_Dataset extract_:
PR #11500, opened 2020-04-29
Update Flow to 0.123.0

nicolo-ribaudo:
| Documentation PR Link    | 
| Any Dependency Changes?  | devDep :arrow_up: 

This was harder than usual :confused:

### DIFF
--- a/packages/babel-helper-compilation-targets/src/index.js
+++ b/packages/babel-helper-compilation-targets/src/index.js
@@ -13,7 +13,7 @@ import {
 } from "./utils";
 import { browserNameMap } from "./targets";
 import { TargetNames } from "./options";
-import type { Targets, InputTargets, Browsers } from "./types";
+import type { Target, Targets, InputTargets, Browsers } from "./types";
 
 export type { Targets, InputTargets };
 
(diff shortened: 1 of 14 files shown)


packages/babel-helper-compilation-targets/src/index.js
```diff
@@ -170,30 +168,34 @@ type ParsedResult = {
...
-  delete targets.esmodules;
+  delete inputTargets.esmodules;
 
   // Parse browsers target via browserslist
-  const browsersquery = validateBrowsers(targets.browsers);
+  const browsersquery = validateBrowsers(inputTargets.browsers);
+  delete inputTargets.browsers;
+
+  // $FlowIgnore
+  let targets = (inputTargets: Targets);
```
nicolo-ribaudo, line 195: It was complaining a lot because `esmodules`/`browsers` are not part of `Targets`, which should contain the _resolved_ targets.

packages/babel-helper-compilation-targets/src/options.js
```diff
@@ -14,7 +15,4 @@ export const TargetNames = {
   android: "android",
   electron: "electron",
   samsung: "samsung",
-
-  // deprecated
-  uglify: "uglify",
```
nicolo-ribaudo, line 19: In practice, we handle this by deleting `targets.uglify` before using this object.

nicolo-ribaudo:
Ok I broke something

nicolo-ribaudo:
I had to refactor a bit `@babel/preset-env` to make the flow errors disappear without breaking anything, but I'm satisfied of the result. Now we have a better separation between the input targets (with `esmodules` and `browsers`) and the resolved targets, so we don't have to manually exclude `browsers` when iterating.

_Aim of the task_:
Pull each line containing the word "browsersquery" out of the data above.

_Response box_:
-  const browsersquery = validateBrowsers(targets.browsers);
+  const browsersquery = validateBrowsers(inputTargets.browsers);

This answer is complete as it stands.